McMillan sometimes referred to a white coworker as a “white nigger,” although
Dunlap testified that McMillan “would do that after he called the black people
niggers to try to cover it up.” Dunlap Dep. at 85:15–18. Dunlap testified that on
December 20, 2013, McMillan referred to Dunlap and other black employees who
were seated at a table in the break room as “niggers,” declaring “you think I’m
going to give those niggers [referring to Dunlap and his co-workers] anything?”
Dunlap Dep. at 91:16–92:4.
On other occasions, Dunlap heard McMillan speak disparagingly about AfricanAmericans. Dunlap testified that on one occasion while he was employed by
Defendants, a news story regarding a terrorist attack that had occurred at a
shopping mall in Africa was being broadcast on the breakroom television. Id. at
150:20–151:4. Dunlap stated that upon seeing the newscast, McMillan remarked,
“Look at those dumb-ass niggers tearing up their country.” Id. On another
occasion, McMillan referred to the black employees as “stupid asses,” “dumb
motherfuckers,” or “stupid motherfuckers” and declared that a “monkey could do
your job.” Id. at 151:13–21. According to Dunlap, McMillan directed these
comments at the black employees only, and not to the white employees who
worked for Defendants. Id. Dunlap testified that one time an employee
mentioned in the breakroom that his girlfriend had wrecked her car, to which
McMillan responded, “What’s she trying to do, play that nigger role, get whiplash
for some – get some money for whiplash?” Id. at 152:12–17.

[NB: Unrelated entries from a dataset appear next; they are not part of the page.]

PR #468, opened 2021-04-09
Update setuptools so az cli can be used within the Windows devops pipeline

marianan:
This is a work around an az cli issue. All iotedgedev pipelines pass with this fix.


cindydeng1998 (approved):
🚢

PR #478, opened 2021-06-08
Push iotedgedev container to MCR

marianan:
MCR push process is already described at "MCR push process" OneNote. This change will make sure to not push to DockerHub but instead to MCR.

### DIFF
--- a/docker/tool/push-docker.sh
+++ b/docker/tool/push-docker.sh
@@ -27,6 +27,7 @@ function show_help
 IMAGE_NAME="$1"
 PLATFORM="$2"
 VERSION="$3"
+ACR_LOGIN_SERVER="iotedgetoolscontainerregistry.azurecr.io"
 
 if [ "$IMAGE_NAME" = "--help" ]; then    
     echo "Usage:"
@@ -40,19 +41,19 @@ if [ -z "$VERSION" ]; then
     echo "Detected version $VERSION"
 fi
 
-docker push $IMAGE_NAME:$VERSION-amd64 
-docker push $IMAGE_NAME:latest-amd64 
+docker push $ACR_LOGIN_SERVER/$IMAGE_NAME:$VERSION-amd64 
+docker push $ACR_LOGIN_SERVER/$IMAGE_NAME:latest-amd64 
 
 #TODO add windows container support.  For now we only push linux.
-#docker push $IMAGE_NAME:$VERSION-windows-amd64
-#docker push $IMAGE_NAME:latest-windows-amd64
+#docker push $ACR_LOGIN_SERVER/$IMAGE_NAME:$VERSION-windows-amd64
+#docker push $ACR_LOGIN_SERVER/$IMAGE_NAME:latest-windows-amd64
 
 echo -e "\n===== Creating Multi-Arch Docker image"
 #docker manifest create $IMAGE_NAME:latest $IMAGE_NAME:latest-amd64 $IMAGE_NAME:latest-windows-amd64 
 docker manifest create --insecure $IMAGE_NAME:latest $IMAGE_NAME:latest-amd64 
 
 echo -e "\n===== Pushing Docker Multi-Arch image"
-docker manifest push --purge $IMAGE_NAME:latest
+docker manifest push --purge $ACR_LOGIN_SERVER/$IMAGE_NAME:latest
 
 if [ in_docker_folder = 0 ]; then
     cd original_folder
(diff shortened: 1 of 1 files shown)


docker/tool/push-docker.sh
```diff
@@ -1,59 +1,60 @@
...
-echo -e "\n===== Creating Multi-Arch Docker image"
-#docker manifest create $IMAGE_NAME:latest $IMAGE_NAME:latest-amd64 $IMAGE_NAME:latest-windows-amd64 
-docker manifest create --insecure $IMAGE_NAME:latest $IMAGE_NAME:latest-amd64 
-
-echo -e "\n===== Pushing Docker Multi-Arch image"
-docker manifest push --purge $IMAGE_NAME:latest
-
-if [ in_docker_folder = 0 ]; then
-    cd original_folder
+#!/bin/bash
```
mhshami01, line 1: did we change line endings or something? was it intentional?

avagraw (approved):

docker/tool/push-docker.sh
marianan: there is no diff in this line, will connect offline to udnerstand your question.

cindydeng1998:
It doesn't look like this file has been edited in 3 years, and we have manual steps in OneNote to push images. Is the process now to use this script instead of the OneNote documentation?

docker/tool/push-docker.sh
mhshami01: on master:
image
on your branch:
image

mhshami01: as you can see, on branch user/marine/mcrpush, the file is now using windows style line endings, which not good in a bash script :-)

marianan:
i think we should use the script and make sure that it works for what we need it for. We already have some many places with instructions in documentation.

---
In reply to: [858800036](https://github.com/Azure/iotedgedev/pull/478#issuecomment-858800036) [](http://example.com/codeflow?ancestors=858800036,858800036)

docker/tool/push-docker.sh
marianan: good catch, i will update

docker/tool/push-docker.sh
```diff
@@ -1,59 +1,60 @@
...
+    in_docker_folder=1
+else
+    in_docker_folder=0
+    cd docker
+fi
+
+function show_help
+{
+    echo "Usage:"
+    echo "push-docker.sh <dockerhub> <platform> [<version>]"
```
cindydeng1998, line 19: the first entry here is dockerhub, but the first argument is IMAGE_NAME="$1" on line 27. which one should we keep?

docker/tool/push-docker.sh
```diff
@@ -1,59 +1,60 @@
...
+#!/bin/bash
+
+# stop on error
+set -e
+
+# make sure we're in docker folder
+original_folder=$PWD
+
+if [ -z $"echo $PWD | grep /docker$" ]; then 
+    in_docker_folder=1
```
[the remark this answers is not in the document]
marianan: I will remove this logic here and at the end of the file

docker/tool/push-docker.sh
```diff
@@ -1,59 +1,60 @@
...
+    echo "push-docker.sh imagename [linux|windows]"
+    exit 1
+fi
+
+if [ -z "$VERSION" ]; then
+    echo -e "\n===== Detecting version"
+    VERSION=$(cat ../iotedgedev/__init__.py | grep '__version__' | grep -oP "'\K[^']+")
+    echo "Detected version $VERSION"
+fi
+
```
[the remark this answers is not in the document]
marianan: will push these 2 containers as well:
-t $IMAGE_NAME:$VERSION \
        -t $IMAGE_NAME:latest \

docker/tool/push-docker.sh
```diff
@@ -1,60 +1,35 @@
...
+IMAGE_NAME="iotedgedev"
+VERSION="$1"
+
+if [ "$VERSION" = "--help" ]; then    
+    show_help
+fi
+
+if [ -z "$VERSION" ]; then
+    echo -e "\n===== Detecting version"
+    VERSION=$(cat ../../iotedgedev/__init__.py | grep '__version__' | grep -oP "'\K[^']+")
```
mhshami01, line 27: Could be simplified as follows...
VERSION=$(grep '__version__' ../../iotedgedev/__init__.py  | grep -oP "'\K[^']+")

mhshami01 (approved):

cindydeng1998 (approved):
🌞

mhshami01 (approved):

PR #479, opened 2021-06-15
Unblock build_docker.sh and Update Dockerfile.base

cindydeng1998:
- update node version
- remove old node dependency


marianan (approved):
:shipit:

Dunlap recounted that he left his employment with Defendants because he “had
just had enough.” Id. at 63:17–21 . . . . Dunlap voluntarily resigned by declining
to return to work after he started a new job.
4
Good stated that McMillan used the word “nigger” in his presence on a frequent
basis. Good Dep. at 76:23–77:1. Good recounted that McMillan called him a
“nigger” when he helped McMillan deliver a stove to McMillan’s mother’s home
in Georgia some time in 2013. Id. at 42:23–43:10. Good testified that McMillan
called him a “nigger” again during the fall of 2013 when he returned to the yard to
have the brakes on his truck adjusted. Id. at 51:11–21. On another occasion,
McMillan remarked in Good’s presence that he could not “stand that bald-headed
fucking nigger,” referring to another black coworker. Id. at 50:9–11. In response
to that remark, Good told McMillan, “If you say that about him you might as well
be calling me that.” Id. at 50:13–15. Good told McMillan that he should not use
that word in the workplace. Id. at 50:15–19.

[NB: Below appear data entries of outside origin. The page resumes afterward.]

Issue #430, opened 2020-06-04
support for layered deployment


spinosae:
Our team has adopted [layered deployment](https://docs.microsoft.com/en-us/azure/iot-edge/module-deployment-monitoring#layered-deployment) to add edge modules on top of base deployment managed by another team. It is therefore in our interest to build a layered deployment manifest only. Here is a sample from MS docs:
```
{
  "content": {
    "modulesContent": {
      "$edgeAgent": {
        "properties.desired.modules.SimulatedTemperatureSensor": {
          "settings": {
            "image": "mcr.microsoft.com/azureiotedge-simulated-temperature-sensor:1.0",
              "createOptions": ""
          },
          "type": "docker",
          "status": "running",
          "restartPolicy": "always",
          "version": "1.0"
        }
      },
      "$edgeHub": {
        "properties.desired.routes.upstream": "FROM /messages/* INTO $upstream"
      },
      "SimulatedTemperatureSensor": {
        "properties.desired": {
          "SendData": true,
          "SendInterval": 5
        }
      }
    }
  }
}
```
This format is not recognized by iotedgedev and would fail to build. Do you have plan to support it in your road map?

blackchoey:
Hi @spinosae You need a full IoT Edge deployment template in order to build your solutions, which tells the tool which module needs to be built.
The layered deployment is very likely to miss these information, so couldn't be used to build your solutions. However, you can always commit this layered deployment to your repo along with the traditional deployment manifest. This won't impact the build process.

spinosae:
> Hi @spinosae You need a full IoT Edge deployment template in order to build your solutions, which tells the tool which module needs to be built.
> The layered deployment may miss these information, so couldn't be used to build your solutions. However, you can always commit this layered deployment to your repo along with the traditional deployment manifest. This won't impact the build process.

@blackchoey Thanks for your reply! Yes I am aware of the limitation you mentioned. The issue is that we don't manage the base (full) deployment and only intend to build our custom modules and deliver a layered deployment manifest. Isn't that the whole point of having layered deployment? i.e. decouple modules from base deployment.

For the time being I wrote a script to merge the layered_deployment_template.json and base_deployment_template.json(an arbitrary version got from another team) , build and split it again to produce the final layered_deployment.json. You can see it's not neat at all. A better solution could definitely integrated into iotedgedev.

[...]

PR #494, opened 2021-08-11
Add push and build for layered deployments

EliiseS:

- [x] Unit tests pass locally

## Additional comments

Part of #430, but not the full solution. (Don't close the issue with this PR)

This PR covers:

- Adding ability to create config files from layered deployment templates.
- Push and build images from layered deployment templates.
- Minor fixes to the dev environment (linting, small refactoring)
- Pin all python versions to prevent https://github.com/pypa/pip/issues/9215
- Fix issues with tests generating non git ignored code and not cleaning up after themselves

> Layered deployment template reference: https://github.com/MicrosoftDocs/azure-docs/blob/master/articles/iot-edge/how-to-deploy-cli-at-scale.md#configure-a-deployment-manifest

Layered deployment with no modules: https://github.com/Azure/iotedge/issues/5299


setup.py
```diff
@@ -38,7 +32,8 @@
 setup(
     name='iotedgedev',
     version='3.1.2',
```
EliiseS, line 34: Should I pump the version?

.devcontainer/devcontainer.json
```diff
@@ -10,6 +10,7 @@
         "--network",
         "host"
     ],
+    "postCreateCommand": "make install && pip install -e .",
```
marianan, line 13: >make install && pip install -e . [](http://example.com/codeflow?start=26&length=32)

I don't know the difference between these 2 commands but I guess we need only one at the time?

.env.tmp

Good testified that he did not and does not use the term “nigger” and did not like
being called a “nigger.” Id. at 47:2–13. Good further testified that on April 24,
2014, McMillan approached him and asked that he sign a document indicating
that it was okay for McMillan to use the word “nigger” in his presence. Id. at
72:7–19. Good refused to sign that document. Id.
Good testified that he resigned because he did not appreciate the way McMillan
spoke to him and also because he needed benefits. Id. at 174:17–22.
Elam testified that he heard McMillan use the term “nigger” when he got upset or
“cussed and fussed” at other black coworkers. Elam Dep. at 93:16–94:6. On one
occasion, McMillan was on the truck radio and asked, “Who is playing that nigger
music?” when another driver played a Michael Jackson song. Id. at 51:5–52:19.
On another occasion, McMillan commented in Elam’s presence, “these niggers be
tripping,” in reference to a murder that had been committed in a nearby black
neighborhood. Id. at 54:1–21.
Elam testified that on one occasion he told McMillan’s daughter that her dad
should not be using racial slurs. Id. at 55:4–18. In response, McMillan’s
daughter stated, “Well, you don’t know my daddy.” Id. In addition to his
complaint to McMillan’s daughter, Elam told McMillan that he should stop using
the “N-word” because “that’s not good.” Id. at 56:12–75:12. McMillan,
however, continued to use that term in his presence. Id. at 122:22-123:4. Elam
testified that he “didn’t feel it was right” for McMillan to use that word. Id. at
162:3–9.
Neal testified in his deposition that he heard McMillan use the “N-word” within
the first three weeks of his date of hire. Neal Dep. 33:24–34:12. Neal recounted
that McMillan was the only one whom he heard use that word in the workplace.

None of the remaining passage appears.